** Opening Dataset entries block **

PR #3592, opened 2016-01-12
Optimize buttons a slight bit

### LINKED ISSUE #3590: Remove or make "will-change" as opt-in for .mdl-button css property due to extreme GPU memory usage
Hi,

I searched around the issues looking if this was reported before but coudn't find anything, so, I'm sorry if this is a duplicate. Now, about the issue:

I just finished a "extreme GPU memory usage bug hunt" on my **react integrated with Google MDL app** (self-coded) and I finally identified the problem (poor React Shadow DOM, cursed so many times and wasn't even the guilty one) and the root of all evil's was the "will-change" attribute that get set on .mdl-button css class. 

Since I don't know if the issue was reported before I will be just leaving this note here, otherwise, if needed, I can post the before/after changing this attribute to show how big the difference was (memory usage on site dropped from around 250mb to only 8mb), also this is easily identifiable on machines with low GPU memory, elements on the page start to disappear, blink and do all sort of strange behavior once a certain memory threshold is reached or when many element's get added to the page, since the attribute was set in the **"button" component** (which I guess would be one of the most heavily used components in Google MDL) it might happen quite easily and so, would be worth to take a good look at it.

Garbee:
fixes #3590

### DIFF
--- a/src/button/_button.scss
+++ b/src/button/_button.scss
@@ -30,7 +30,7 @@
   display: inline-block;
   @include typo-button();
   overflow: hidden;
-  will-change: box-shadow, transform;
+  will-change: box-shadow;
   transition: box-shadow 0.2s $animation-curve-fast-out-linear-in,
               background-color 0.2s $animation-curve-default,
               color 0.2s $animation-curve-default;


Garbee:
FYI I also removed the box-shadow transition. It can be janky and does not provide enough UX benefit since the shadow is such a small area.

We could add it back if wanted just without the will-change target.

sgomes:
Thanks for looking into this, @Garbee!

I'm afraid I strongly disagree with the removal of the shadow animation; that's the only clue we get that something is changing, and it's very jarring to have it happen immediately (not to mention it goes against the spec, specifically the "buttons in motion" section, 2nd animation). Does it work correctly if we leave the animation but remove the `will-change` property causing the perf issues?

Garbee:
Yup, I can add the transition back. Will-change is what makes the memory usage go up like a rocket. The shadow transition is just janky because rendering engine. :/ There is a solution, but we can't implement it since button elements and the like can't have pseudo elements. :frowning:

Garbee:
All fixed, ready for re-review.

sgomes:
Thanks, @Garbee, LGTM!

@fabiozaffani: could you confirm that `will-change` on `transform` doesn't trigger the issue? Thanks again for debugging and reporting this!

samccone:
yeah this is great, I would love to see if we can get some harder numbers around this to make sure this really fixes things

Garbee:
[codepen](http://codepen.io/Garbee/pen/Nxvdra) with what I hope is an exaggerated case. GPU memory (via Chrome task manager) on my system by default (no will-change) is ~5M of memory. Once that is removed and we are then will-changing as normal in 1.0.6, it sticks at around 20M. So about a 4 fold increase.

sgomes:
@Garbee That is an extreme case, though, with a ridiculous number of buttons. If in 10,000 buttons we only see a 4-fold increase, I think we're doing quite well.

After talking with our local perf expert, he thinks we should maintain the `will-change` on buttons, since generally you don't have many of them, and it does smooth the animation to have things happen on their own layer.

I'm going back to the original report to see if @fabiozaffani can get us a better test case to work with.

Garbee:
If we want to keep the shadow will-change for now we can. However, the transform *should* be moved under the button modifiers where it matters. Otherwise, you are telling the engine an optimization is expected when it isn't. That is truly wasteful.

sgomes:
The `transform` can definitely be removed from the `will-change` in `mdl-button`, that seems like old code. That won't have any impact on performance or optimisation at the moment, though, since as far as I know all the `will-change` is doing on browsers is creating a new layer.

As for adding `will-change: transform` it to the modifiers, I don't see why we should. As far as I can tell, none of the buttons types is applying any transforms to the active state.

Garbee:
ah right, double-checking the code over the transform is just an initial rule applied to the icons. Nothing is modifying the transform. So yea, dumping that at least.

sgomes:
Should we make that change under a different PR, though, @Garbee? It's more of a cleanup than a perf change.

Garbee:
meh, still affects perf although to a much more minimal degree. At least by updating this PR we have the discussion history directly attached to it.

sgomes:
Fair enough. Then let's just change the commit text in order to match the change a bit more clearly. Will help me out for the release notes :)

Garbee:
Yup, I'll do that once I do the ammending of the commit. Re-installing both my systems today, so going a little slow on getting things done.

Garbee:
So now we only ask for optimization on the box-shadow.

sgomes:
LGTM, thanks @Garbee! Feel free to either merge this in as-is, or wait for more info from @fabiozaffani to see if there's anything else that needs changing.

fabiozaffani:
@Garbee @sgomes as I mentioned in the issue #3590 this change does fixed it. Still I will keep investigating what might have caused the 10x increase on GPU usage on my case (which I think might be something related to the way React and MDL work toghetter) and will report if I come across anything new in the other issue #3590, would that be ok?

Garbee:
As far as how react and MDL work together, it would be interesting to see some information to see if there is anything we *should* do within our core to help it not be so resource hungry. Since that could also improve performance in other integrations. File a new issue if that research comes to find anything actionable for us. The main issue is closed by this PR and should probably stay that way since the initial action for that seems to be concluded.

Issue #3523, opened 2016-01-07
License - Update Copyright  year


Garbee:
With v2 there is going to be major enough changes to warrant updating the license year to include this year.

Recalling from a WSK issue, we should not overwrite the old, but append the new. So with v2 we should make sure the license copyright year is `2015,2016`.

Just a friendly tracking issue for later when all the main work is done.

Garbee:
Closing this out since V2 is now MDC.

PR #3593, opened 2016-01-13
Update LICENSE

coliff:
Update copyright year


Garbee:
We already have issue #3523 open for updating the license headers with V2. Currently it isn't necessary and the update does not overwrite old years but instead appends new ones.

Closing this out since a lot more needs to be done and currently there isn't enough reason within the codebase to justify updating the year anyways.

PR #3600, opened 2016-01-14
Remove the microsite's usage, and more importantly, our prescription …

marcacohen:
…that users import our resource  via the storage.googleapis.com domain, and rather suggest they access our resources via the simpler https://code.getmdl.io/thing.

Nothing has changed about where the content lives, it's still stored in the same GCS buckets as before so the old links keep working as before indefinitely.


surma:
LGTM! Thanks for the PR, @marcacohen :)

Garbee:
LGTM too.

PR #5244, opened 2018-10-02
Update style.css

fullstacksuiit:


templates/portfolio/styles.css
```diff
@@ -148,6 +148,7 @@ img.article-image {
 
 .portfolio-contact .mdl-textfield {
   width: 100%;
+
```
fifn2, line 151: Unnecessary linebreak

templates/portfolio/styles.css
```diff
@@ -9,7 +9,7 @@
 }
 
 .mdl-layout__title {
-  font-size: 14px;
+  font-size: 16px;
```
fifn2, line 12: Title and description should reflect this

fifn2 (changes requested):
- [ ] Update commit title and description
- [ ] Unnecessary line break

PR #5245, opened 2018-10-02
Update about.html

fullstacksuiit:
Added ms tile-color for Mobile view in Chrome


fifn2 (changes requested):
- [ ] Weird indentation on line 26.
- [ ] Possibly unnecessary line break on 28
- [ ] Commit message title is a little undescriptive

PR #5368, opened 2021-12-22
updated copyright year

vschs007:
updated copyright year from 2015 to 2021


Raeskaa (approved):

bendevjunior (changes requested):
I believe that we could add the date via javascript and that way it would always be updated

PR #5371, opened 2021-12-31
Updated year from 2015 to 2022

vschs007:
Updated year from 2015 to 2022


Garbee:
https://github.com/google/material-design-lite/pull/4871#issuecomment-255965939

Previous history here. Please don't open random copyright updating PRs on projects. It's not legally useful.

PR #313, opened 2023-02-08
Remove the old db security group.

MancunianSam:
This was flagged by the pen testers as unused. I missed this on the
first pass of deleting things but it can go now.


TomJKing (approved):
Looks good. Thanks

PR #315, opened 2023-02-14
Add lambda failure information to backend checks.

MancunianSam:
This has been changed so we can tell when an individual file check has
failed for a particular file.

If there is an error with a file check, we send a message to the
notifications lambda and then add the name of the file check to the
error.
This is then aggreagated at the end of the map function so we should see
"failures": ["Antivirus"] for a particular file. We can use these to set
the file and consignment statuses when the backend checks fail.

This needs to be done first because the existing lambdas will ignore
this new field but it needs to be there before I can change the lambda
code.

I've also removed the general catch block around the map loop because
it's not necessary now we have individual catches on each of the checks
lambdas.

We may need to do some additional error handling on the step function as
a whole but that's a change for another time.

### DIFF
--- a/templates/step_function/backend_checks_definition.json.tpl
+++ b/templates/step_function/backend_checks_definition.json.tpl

** Closing Dataset entries block **
** Opening Dataset entries block **

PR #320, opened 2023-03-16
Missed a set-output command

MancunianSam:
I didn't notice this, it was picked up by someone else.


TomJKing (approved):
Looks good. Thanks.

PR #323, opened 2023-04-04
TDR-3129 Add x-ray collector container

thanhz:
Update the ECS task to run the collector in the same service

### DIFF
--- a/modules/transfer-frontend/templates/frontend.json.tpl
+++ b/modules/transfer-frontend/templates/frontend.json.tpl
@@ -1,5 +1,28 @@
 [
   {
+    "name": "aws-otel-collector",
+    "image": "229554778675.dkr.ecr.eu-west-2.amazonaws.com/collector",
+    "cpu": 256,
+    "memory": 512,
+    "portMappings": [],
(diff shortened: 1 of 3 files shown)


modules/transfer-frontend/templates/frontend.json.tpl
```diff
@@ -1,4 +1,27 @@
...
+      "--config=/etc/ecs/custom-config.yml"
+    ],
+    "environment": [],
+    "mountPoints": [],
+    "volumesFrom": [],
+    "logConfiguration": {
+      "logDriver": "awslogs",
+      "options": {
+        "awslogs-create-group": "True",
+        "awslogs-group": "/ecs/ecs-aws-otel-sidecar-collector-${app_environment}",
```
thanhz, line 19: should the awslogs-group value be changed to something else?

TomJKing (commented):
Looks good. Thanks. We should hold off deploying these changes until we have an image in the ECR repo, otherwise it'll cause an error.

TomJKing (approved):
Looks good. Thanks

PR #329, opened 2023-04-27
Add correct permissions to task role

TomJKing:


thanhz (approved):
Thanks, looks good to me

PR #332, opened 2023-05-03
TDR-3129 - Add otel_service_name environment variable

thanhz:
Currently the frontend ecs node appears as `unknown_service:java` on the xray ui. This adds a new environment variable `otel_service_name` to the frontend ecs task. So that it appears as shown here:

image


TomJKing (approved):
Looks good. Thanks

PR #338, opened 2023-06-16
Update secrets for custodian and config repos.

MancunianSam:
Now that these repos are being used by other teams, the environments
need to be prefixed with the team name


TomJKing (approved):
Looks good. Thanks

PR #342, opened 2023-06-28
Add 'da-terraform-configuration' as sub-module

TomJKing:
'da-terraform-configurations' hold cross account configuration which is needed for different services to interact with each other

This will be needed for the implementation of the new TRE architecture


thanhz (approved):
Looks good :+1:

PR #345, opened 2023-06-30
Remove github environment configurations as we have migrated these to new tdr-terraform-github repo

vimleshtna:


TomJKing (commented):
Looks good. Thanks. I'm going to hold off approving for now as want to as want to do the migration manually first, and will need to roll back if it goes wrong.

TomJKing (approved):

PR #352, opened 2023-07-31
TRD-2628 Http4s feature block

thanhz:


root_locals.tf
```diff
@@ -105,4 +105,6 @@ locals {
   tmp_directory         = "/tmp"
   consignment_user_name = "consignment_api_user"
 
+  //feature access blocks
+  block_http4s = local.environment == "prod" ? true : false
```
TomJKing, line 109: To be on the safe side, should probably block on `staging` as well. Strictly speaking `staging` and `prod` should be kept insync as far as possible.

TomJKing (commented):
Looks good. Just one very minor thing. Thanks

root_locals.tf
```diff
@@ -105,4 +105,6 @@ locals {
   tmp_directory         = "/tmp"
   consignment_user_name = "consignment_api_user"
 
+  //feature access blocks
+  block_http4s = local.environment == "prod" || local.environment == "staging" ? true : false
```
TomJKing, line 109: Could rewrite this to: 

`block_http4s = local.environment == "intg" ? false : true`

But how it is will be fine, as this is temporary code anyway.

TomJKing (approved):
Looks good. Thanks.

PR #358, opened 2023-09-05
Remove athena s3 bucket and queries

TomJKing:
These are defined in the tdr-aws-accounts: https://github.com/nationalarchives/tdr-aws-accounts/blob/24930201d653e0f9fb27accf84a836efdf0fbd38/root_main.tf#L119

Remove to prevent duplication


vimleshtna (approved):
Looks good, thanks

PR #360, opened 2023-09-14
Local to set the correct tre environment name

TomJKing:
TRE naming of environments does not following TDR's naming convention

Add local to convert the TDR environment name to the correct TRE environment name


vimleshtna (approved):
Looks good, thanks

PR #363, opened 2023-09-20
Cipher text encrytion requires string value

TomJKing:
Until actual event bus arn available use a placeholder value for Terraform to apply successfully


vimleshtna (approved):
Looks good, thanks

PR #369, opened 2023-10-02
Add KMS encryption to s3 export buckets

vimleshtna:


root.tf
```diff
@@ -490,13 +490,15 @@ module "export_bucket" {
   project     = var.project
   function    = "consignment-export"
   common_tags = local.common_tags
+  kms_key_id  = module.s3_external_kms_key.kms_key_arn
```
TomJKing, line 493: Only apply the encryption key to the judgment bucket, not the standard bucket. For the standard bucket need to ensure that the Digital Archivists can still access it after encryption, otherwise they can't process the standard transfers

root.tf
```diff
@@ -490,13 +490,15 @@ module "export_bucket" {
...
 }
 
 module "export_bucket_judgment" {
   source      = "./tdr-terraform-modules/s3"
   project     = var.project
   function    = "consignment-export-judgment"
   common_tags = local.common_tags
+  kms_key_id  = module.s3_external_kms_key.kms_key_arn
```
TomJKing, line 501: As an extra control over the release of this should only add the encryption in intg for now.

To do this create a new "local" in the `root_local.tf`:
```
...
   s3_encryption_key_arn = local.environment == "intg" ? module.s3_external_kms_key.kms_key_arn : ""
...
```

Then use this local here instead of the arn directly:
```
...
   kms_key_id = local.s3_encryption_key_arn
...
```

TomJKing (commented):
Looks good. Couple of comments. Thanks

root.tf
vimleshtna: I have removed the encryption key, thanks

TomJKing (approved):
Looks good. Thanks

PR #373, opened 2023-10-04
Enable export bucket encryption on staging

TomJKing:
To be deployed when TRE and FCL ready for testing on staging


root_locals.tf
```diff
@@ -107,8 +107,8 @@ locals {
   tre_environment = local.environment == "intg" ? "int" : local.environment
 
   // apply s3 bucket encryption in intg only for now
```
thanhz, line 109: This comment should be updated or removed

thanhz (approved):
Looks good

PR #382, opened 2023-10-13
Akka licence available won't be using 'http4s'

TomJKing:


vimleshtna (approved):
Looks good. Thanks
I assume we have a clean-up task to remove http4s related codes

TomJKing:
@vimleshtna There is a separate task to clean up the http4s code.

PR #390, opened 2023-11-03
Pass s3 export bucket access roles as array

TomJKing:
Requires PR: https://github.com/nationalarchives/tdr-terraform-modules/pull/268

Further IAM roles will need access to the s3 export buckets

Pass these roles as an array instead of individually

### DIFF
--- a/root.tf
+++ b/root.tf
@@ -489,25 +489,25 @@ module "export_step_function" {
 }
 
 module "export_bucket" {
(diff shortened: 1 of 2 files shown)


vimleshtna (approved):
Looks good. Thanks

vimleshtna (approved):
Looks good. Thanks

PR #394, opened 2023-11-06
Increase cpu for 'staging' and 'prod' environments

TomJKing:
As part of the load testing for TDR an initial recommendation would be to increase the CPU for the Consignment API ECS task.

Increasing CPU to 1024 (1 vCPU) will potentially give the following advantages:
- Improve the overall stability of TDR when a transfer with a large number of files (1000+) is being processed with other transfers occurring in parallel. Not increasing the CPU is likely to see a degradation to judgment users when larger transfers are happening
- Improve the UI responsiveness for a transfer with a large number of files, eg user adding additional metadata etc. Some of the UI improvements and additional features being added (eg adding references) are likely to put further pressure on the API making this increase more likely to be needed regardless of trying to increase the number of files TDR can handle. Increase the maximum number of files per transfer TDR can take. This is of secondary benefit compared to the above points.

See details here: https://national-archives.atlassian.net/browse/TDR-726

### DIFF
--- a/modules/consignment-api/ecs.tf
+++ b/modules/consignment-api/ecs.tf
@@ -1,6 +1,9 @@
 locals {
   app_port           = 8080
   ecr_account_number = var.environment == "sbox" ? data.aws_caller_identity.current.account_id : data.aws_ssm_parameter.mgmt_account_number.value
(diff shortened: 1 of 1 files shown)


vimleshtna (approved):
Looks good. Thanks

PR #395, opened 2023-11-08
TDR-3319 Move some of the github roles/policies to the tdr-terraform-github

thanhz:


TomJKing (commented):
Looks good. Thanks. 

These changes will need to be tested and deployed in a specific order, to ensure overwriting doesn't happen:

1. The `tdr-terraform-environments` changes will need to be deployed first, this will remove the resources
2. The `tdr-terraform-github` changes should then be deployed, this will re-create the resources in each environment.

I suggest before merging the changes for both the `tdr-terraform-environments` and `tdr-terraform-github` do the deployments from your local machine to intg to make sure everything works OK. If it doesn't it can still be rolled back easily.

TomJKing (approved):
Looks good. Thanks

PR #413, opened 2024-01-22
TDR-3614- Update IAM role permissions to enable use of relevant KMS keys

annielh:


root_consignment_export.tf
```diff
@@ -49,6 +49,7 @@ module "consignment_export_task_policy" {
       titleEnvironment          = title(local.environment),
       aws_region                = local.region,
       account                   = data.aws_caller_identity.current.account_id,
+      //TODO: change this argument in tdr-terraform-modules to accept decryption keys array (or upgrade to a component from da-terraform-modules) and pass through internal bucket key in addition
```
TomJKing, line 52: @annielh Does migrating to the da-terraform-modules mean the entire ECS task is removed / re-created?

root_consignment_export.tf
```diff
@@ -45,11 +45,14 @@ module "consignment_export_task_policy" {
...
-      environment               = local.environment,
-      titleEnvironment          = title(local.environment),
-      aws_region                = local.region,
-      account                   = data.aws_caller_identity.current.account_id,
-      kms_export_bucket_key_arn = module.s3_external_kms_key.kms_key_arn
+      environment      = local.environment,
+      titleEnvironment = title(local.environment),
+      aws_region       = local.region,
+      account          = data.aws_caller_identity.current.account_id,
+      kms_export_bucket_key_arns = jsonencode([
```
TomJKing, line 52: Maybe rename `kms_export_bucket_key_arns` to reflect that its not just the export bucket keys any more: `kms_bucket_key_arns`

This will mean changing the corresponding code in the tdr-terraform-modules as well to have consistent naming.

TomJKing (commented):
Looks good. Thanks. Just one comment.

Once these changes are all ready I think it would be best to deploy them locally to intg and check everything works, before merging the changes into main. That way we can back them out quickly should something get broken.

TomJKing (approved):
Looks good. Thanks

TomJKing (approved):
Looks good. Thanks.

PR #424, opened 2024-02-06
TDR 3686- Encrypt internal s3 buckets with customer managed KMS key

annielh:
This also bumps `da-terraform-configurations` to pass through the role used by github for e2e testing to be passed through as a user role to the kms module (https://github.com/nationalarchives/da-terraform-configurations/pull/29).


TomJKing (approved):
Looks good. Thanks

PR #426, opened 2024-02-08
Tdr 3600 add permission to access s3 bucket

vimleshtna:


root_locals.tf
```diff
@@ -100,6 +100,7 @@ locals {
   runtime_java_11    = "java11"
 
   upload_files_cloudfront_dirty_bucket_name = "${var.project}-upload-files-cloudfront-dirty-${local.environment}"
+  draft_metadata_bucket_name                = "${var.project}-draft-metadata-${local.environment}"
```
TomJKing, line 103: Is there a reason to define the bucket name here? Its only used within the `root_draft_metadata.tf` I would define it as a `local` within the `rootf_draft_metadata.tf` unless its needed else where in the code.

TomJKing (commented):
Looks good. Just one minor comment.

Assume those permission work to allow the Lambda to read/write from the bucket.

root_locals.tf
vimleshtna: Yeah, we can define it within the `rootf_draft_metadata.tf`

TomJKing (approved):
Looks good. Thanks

** Closing Dataset entries block **
** Opening Dataset entries block **

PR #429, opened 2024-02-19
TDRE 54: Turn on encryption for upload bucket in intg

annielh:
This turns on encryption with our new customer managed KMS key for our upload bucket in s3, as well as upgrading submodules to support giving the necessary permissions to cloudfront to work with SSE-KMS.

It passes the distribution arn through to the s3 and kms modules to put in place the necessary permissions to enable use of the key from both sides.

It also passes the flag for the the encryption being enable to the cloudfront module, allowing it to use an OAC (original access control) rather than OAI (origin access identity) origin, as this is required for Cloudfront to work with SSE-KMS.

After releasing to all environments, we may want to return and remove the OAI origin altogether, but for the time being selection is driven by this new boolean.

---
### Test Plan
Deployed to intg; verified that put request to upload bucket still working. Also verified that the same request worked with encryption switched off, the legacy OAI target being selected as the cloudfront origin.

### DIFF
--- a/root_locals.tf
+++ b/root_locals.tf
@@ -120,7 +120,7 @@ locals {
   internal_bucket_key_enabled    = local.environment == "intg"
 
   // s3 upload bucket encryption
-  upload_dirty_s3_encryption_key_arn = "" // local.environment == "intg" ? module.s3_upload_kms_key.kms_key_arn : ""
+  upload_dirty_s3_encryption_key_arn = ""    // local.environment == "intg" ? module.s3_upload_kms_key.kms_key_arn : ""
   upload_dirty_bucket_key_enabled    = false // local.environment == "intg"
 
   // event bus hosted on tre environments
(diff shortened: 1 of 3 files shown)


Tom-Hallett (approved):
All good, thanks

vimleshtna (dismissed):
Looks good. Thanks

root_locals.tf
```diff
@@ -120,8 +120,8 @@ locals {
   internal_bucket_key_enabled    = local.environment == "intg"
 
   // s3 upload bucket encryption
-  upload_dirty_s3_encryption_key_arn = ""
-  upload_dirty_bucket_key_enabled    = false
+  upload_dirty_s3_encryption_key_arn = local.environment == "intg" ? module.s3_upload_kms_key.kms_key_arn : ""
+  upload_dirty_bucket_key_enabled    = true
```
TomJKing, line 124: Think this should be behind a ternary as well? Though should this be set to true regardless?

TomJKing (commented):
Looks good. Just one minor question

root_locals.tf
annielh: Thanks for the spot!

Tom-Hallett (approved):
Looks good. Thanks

** Closing Dataset entries block **

- _Exercise_: In the entries above, one line contains "PR #3592, opened 2016-01-12" and another contains "I searched around". Reproduce exactly those two lines and the lines between them, nothing else.

- _Result of this exercise_:
PR #3592, opened 2016-01-12
Optimize buttons a slight bit

### LINKED ISSUE #3590: Remove or make "will-change" as opt-in for .mdl-button css property due to extreme GPU memory usage
Hi,

I searched around the issues looking if this was reported before but coudn't find anything, so, I'm sorry if this is a duplicate. Now, about the issue:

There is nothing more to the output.